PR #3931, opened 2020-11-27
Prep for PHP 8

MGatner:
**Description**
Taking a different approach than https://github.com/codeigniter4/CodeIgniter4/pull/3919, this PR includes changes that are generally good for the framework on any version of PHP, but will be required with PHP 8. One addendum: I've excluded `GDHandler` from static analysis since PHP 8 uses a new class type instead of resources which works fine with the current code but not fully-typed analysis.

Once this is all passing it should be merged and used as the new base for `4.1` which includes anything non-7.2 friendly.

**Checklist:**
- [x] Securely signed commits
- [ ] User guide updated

====

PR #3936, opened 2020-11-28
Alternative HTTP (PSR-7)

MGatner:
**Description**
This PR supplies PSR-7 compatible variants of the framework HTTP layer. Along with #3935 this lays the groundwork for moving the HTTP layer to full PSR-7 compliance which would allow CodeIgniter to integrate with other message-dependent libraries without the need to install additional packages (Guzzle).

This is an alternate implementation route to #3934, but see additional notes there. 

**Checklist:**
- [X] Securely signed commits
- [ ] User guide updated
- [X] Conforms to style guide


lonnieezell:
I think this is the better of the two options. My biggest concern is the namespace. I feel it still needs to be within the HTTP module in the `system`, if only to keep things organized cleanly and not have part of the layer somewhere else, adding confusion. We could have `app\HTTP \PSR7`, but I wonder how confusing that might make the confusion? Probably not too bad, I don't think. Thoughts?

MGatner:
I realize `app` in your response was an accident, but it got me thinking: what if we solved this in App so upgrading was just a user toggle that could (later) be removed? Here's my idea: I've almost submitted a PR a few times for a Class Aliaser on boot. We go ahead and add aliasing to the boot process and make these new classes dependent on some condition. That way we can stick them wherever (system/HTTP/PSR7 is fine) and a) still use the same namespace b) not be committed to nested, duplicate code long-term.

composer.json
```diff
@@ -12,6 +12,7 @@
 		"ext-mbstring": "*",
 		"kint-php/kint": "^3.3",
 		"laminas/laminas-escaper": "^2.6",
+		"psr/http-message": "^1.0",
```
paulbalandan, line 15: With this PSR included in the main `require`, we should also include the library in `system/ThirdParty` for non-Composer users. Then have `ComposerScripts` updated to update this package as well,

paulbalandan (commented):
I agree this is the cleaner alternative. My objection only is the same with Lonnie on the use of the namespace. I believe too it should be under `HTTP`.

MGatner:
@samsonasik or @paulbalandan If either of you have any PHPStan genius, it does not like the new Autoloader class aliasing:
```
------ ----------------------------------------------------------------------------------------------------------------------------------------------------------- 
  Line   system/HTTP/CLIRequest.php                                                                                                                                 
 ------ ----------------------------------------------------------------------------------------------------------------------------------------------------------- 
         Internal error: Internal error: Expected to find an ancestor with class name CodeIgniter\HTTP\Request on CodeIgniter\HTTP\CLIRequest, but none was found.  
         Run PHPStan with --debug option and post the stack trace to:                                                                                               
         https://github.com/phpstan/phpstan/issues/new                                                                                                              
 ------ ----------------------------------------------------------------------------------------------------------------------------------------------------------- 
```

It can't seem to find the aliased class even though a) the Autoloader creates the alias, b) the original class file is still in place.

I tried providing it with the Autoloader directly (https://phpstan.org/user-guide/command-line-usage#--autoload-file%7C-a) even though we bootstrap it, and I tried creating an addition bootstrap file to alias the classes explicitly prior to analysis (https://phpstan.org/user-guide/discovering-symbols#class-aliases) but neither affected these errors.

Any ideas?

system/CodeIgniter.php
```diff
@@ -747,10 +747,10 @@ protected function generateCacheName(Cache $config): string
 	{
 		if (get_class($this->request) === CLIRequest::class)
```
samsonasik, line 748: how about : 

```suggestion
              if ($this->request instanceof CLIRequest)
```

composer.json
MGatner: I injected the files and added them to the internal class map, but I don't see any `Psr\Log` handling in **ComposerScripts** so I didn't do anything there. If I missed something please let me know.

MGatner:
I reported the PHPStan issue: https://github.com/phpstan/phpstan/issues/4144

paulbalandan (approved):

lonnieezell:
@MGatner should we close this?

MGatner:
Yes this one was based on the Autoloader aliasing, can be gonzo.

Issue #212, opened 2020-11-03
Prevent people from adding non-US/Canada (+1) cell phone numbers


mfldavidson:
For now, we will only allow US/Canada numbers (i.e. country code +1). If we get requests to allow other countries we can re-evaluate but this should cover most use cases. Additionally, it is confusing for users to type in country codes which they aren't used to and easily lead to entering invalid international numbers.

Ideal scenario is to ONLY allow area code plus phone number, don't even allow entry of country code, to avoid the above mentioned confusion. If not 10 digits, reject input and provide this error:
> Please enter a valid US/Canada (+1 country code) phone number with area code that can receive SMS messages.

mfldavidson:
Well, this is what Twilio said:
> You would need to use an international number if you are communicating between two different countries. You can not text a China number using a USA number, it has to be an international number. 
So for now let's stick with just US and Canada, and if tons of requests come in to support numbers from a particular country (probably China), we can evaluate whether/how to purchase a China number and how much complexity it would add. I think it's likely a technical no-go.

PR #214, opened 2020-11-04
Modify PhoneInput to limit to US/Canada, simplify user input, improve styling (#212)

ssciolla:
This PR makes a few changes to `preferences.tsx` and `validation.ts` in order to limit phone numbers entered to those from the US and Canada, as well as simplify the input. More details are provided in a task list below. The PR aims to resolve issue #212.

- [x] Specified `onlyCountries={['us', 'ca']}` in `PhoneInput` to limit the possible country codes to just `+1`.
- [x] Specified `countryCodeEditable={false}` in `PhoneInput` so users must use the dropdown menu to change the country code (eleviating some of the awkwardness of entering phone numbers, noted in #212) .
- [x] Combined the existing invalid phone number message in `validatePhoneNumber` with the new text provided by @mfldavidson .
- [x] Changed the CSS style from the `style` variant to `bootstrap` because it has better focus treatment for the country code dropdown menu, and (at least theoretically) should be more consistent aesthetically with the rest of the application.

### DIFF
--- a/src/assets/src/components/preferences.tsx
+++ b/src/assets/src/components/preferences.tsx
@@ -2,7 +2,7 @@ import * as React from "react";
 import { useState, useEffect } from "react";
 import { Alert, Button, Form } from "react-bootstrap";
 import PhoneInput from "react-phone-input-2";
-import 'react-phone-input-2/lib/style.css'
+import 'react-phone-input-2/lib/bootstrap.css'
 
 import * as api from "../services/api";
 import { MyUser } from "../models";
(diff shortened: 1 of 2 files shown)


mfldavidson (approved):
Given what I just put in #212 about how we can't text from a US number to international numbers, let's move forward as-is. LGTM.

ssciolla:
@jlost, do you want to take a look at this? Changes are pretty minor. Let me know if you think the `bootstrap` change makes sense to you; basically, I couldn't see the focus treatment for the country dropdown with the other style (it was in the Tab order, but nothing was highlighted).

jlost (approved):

====

*Work to be completed:* Go through the listing above and find each line containing the string "issues"; copy those lines.

*Exercise output:*
         https://github.com/phpstan/phpstan/issues/new                                                                                                              
I reported the PHPStan issue: https://github.com/phpstan/phpstan/issues/4144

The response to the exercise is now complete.